## Recorded information
PR #510, opened 2024-08-07
Run STATSPACK only if both versions of AWR have failed

misolt:
Currently, Dumper attempts to extract both AWR and STATSPACK data regardless of the success of the other. The same goes for CDB and non-CDB versions.

Change the generated Tasks to implement a different strategy:
- first, attempt AWR tasks with CDB support
- if failed, try to extract AWR data, but in the non-CDB version
- finally, if both earlier steps failed, try to extract STATSPACK data (for which the presence of a multi-tenant setup doesn't make a difference)

Notes:
This PR creates the class `OracleSqlListing`, which is used for AWR and STATSPACK, but unused for NATIVE SQLs. The intention is to use this class for all SQLs, including NATIVE. This gap will be addressed in a later change.

Another gap is renaming the AWR and STATSPACK files to match the other group (dropping the suffixes). I'm also planning this for a later PR.

The implementation uses message-tasks introduced earlier, together with existing Dumper architecture, so that we can have groups of Tasks that depend on other groups having been executed (or skipped). The plan looks like this:
1. AWR CDB tasks are always attempted
2. If all AWR CDB tasks succeded, an AWR CDB summary task (S1) is run
3. If the summary was skipped, AWR DBA tasks are attempted
4. If the AWR DBA tasks succeded, a second summary task (S2) is executed
5. Now we need to check separately for S1 and S2 - there are three options: only S1 was skipped, only S2 was skipped or both were skipped. If both S1 and S2 were skipped, then AWR must have failed in both versions. This is the only case where STATSPACK is run, otherwise it will be skipped.


dumper/app/src/main/java/com/google/edwmigration/dumper/application/dumper/connector/oracle/task/ResultMessageTask.java
```diff
@@ -49,6 +50,11 @@ public static NoResultTask create(QueryGroup group, List<StatsJdbcTask> tasks) {
     return new ResultMessageTask(condition, group);
   }
 
+  public static NoResultTask createNoFilter(QueryGroup group, List<Task<?>> tasks) {
```
dawidxc, line 53: I try to understand the naming (in particular `NoFilter`) in the context of the `create` method above. It seems to me that the filtering (applied in the `create` method above) makes it a bit difficult to understand. I would suggest separating the filtering to another method and have just one `create` method.

Before:
```
ResultMessageTask.create(queryGroup, tasks);
```

After:
```
ResultMessageTask.create(queryGroup, queryGroup.filter(tasks))
```

dumper/app/src/main/java/com/google/edwmigration/dumper/application/dumper/connector/oracle/OracleSqlList.java
```diff
@@ -0,0 +1,88 @@
...
+import com.google.edwmigration.dumper.application.dumper.task.Task;
+import java.time.Duration;
+import java.util.List;
+import java.util.function.Function;
+import javax.annotation.ParametersAreNonnullByDefault;
+
+/** Represents a list of oracle-stats SQL files that share a common QueryGroup. */
+@AutoValue
+@ParametersAreNonnullByDefault
+abstract class OracleSqlList {
```
dawidxc, line 36: Optional: I would suggest avoiding suffixing the class `List`, if it does not implement the `List` interface. Such a naming is a bit surprising.

dumper/app/src/main/java/com/google/edwmigration/dumper/application/dumper/connector/oracle/OracleSqlList.java
```diff
@@ -0,0 +1,88 @@
...
+
+  static OracleSqlList awrDba() {
+    return AWR_DBA;
+  }
+
+  static OracleSqlList statspack() {
+    return STATSPACK_CDB;
+  }
+
+  private static OracleSqlList create(QueryGroup group, ImmutableList<String> names) {
```
dawidxc, line 66: Since this autovalue has a private `create` method, have you considered introducing an enum instead of autovalue?

dumper/app/src/main/java/com/google/edwmigration/dumper/application/dumper/connector/oracle/OracleSqlList.java
```diff
@@ -0,0 +1,88 @@
...
+    return new AutoValue_OracleSqlList(names, group);
```
dawidxc, line 67: nit: Not very important, but I would suggest keeping the order of fields and `create` method parameters the same.

dumper/app/src/main/java/com/google/edwmigration/dumper/application/dumper/connector/oracle/OracleSqlList.java
```diff
@@ -0,0 +1,88 @@
...
+  }
+
+  ImmutableList<Task<?>> toTasks(Duration queriedDuration) {
+    Function<String, Task<?>> mapper =
+        x -> {
```
dawidxc, line 72: I would suggest avoiding single-letter variables. What does `x` mean in this context?

Similarly for the method below.

dumper/app/src/main/java/com/google/edwmigration/dumper/application/dumper/connector/oracle/task/StatsJdbcTask.java
```diff
@@ -69,6 +70,17 @@ public StatsJdbcTask onlyIfFailed(Task<?> prerequisite) {
     return new StatsJdbcTask(query, failureCondition);
   }
 
+  @Nonnull
+  public static StatsJdbcTask onlyIfAllSkipped(
```
dawidxc, line 74: When I look at the implementation without looking into more details, I would say that the method should be called `onlyIfAllSucceeded`. Why is it called `onlyIfAllSkipped`? How does it work?

dawidxc (approved):

dumper/app/src/main/java/com/google/edwmigration/dumper/application/dumper/connector/oracle/StatsTaskListGenerator.java
```diff
@@ -65,47 +65,40 @@ class StatsTaskListGenerator {
...
+      ImmutableList<Task<?>> messageTasksSoFar = copyOf(messageTasks);
+      ImmutableList<Task<?>> queryTasks =
+          sqls.toTasksIfAllSkipped(queriedDuration, messageTasksSoFar);
+      Task<?> success = ResultMessageTask.createNoFilter(sqls.group(), queryTasks);
+      builder.addAll(queryTasks);
+      messageTasks.add(success);
+    }
+
+    // Summary messages
+    builder.addAll(messageTasks);
```
dawidxc, line 87: I assume that the order of tasks in the builder is:
queryTasks1, queryTasks2, queryTasks3, messageTasks, nativeTasks

IIUC the execution of the queryTasks2 depends on the first messageTask. How can queryTasks2 check the condition of messageTask, if it is scheduled to be executed later than queryTasks2?

dumper/app/src/main/java/com/google/edwmigration/dumper/application/dumper/connector/oracle/task/ResultMessageTask.java
misolt: Done. I've taken another look at this and it turns out that `create` and `createNoFilter` do the same thing in two ways. The version with the filter looks hackier to me - it expects a combined list of all tasks, even though we know that the tasks it will extract must have been created separately to begin with.

I've removed the filter version. Since there's only one method, it can be just called `create`.

dumper/app/src/main/java/com/google/edwmigration/dumper/application/dumper/connector/oracle/OracleSqlList.java
misolt: Done, I changed the suffix from `List` to `Listing`

dumper/app/src/main/java/com/google/edwmigration/dumper/application/dumper/connector/oracle/OracleSqlList.java
misolt: I suspected that we'll need to create instances of this class dynamically in the future, because the value for `names` could be dynamic, e.g. due to some files being conditionally skipped. It's not very likely, but for now I'd stay with this approach, because it's more flexible than the enum.

dumper/app/src/main/java/com/google/edwmigration/dumper/application/dumper/connector/oracle/OracleSqlList.java
misolt: Done. The `x` stands for the filename without the `.sql` extension. I've renamed it to `name`, matching the `names()` getter.

dumper/app/src/main/java/com/google/edwmigration/dumper/application/dumper/connector/oracle/OracleSqlList.java
misolt: Done, I reordered them in `create`

dumper/app/src/main/java/com/google/edwmigration/dumper/application/dumper/connector/oracle/task/StatsJdbcTask.java
```diff
@@ -69,6 +70,17 @@ public StatsJdbcTask onlyIfFailed(Task<?> prerequisite) {
...
+      OracleStatsQuery query, List<Task<?>> skippableTasks) {
+    ImmutableList<Condition> conditions =
+        skippableTasks.stream()
+            .map(item -> new StateCondition(item, TaskState.SUCCEEDED))
```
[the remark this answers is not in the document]
misolt: I added a condition factory method to replace this lambda with a reference. The name `task` is used in the factory method instead of `item`.

dumper/app/src/main/java/com/google/edwmigration/dumper/application/dumper/connector/oracle/StatsTaskListGenerator.java
```diff
@@ -65,47 +65,41 @@ class StatsTaskListGenerator {
...
-    QueryGroup awrAndNotCdb = QueryGroup.create(/* required= */ false, AWR, SINGLE_TENANT);
-    builder.add(ResultMessageTask.create(awrAndCdb, jdbcTasks));
-    builder.add(ResultMessageTask.create(awrAndNotCdb, jdbcTasks));
+    ArrayList<Task<?>> messageTasks = new ArrayList<>();
+    ImmutableList<OracleSqlListing> listsInOrder =
+        ImmutableList.of(awrCdb(), awrDba(), statspack());
+
+    for (OracleSqlListing sqls : listsInOrder) {
+      ImmutableList<Task<?>> messageTasksSoFar = copyOf(messageTasks);
+      ImmutableList<Task<?>> queryTasks =
```
kpiotrowski, line 80: If I understand correctly, if only one AWR CDB task from the group fails, the ResultMessageTask will be skipped and all tasks (including succeeded) will be executed again with the DBA version. What will be the result in this case? We should not override successful results.

dumper/app/src/main/java/com/google/edwmigration/dumper/application/dumper/connector/oracle/OracleSqlList.java
```diff
@@ -0,0 +1,88 @@
...
+          OracleStatsQuery query = OracleStatsQuery.create(x, group(), queriedDuration);
+          return StatsJdbcTask.fromQuery(query);
+        };
+    return names().stream().map(mapper).collect(toImmutableList());
+  }
+
+  ImmutableList<Task<?>> toTasksIfAllSkipped(
+      Duration queriedDuration, List<Task<?>> skippableTasks) {
+    Function<String, Task<?>> mapper =
```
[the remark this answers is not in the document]
misolt: Generics aren't an issue here, but it seems like any way to write this method will be slightly ugly. Inlining `mapper` adds 1-2 extra lines (depending on if the mapper declaration counts) and indents the lambda body pretty far:
``` java
  ImmutableList<Task<?>> toTasksIfAllSkipped(
      Duration queriedDuration, List<Task<?>> skippableTasks) {
    return names().stream()
        .map(
            name -> {
              OracleStatsQuery query = OracleStatsQuery.create(name, group(), queriedDuration);
              return StatsJdbcTask.onlyIfAllSkipped(query, skippableTasks);
            })
        .collect(toImmutableList());
  }
```
Which could look better with different whitespace, but spotless won't allow it.

dumper/app/src/main/java/com/google/edwmigration/dumper/application/dumper/connector/oracle/task/StatsJdbcTask.java
misolt: `SUCCEEDED` was incorrect here, it should have been `SKIPPED`. I've fixed the condition, thanks for catching this

dumper/app/src/main/java/com/google/edwmigration/dumper/application/dumper/connector/oracle/OracleSqlList.java
dawidxc: You can always change the code later. However, if you already predict this use-case now, then you could consider an autovalue and an enum that accepts this autovalue as a parameter. They could both share the same interface and the enum can delegate all the methods to the autovalue.

dumper/app/src/main/java/com/google/edwmigration/dumper/application/dumper/connector/oracle/StatsTaskListGenerator.java
misolt: True, this is a bug. I forgot about the need to manually order the tasks when I added line 88.

The correct approach is to never add from `messageTasks` to `builder`. Instead, the `success` task should be added while inside the loop.

misolt: Done

dumper/app/src/main/java/com/google/edwmigration/dumper/application/dumper/connector/oracle/OracleSqlList.java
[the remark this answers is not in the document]
misolt: Done

dumper/app/src/main/java/com/google/edwmigration/dumper/application/dumper/connector/oracle/StatsTaskListGenerator.java
misolt: This is true, Dumper assumes that any failure of the AWR CDB queries means that there is no multi-tenant setup - if any of the required native queries had failed, that would have been a different thing.
The assumption is due to Dumper's simplified architecture, where we don't specifically handle the errors, just try to obtain all information from the parts that do succeed.

In the case when:
- all required native queries succeeded
- there is CDB/PDBs support in the client DB
- some AWR CDB queries fail

It's unclear what Dumper should do. I'd assume that this is an invalid state and therefore we can't rely on the successful AWR CDBs results to be usable.

dumper/app/src/main/java/com/google/edwmigration/dumper/application/dumper/connector/oracle/OracleSqlList.java
misolt: If I understand correctly, this would still mean that there's an enum API. However, if the solution is supposed to work for dynamic values of the `names` list, then any enums would have to be hidden.

It could be done if the enums were encapsulated, but I'm not sure if this addresses the comments.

## Description of the task
Copy each line of the entries in which the string "architecture" is found.

## Response area
The implementation uses message-tasks introduced earlier, together with existing Dumper architecture, so that we can have groups of Tasks that depend on other groups having been executed (or skipped). The plan looks like this:
The assumption is due to Dumper's simplified architecture, where we don't specifically handle the errors, just try to obtain all information from the parts that do succeed.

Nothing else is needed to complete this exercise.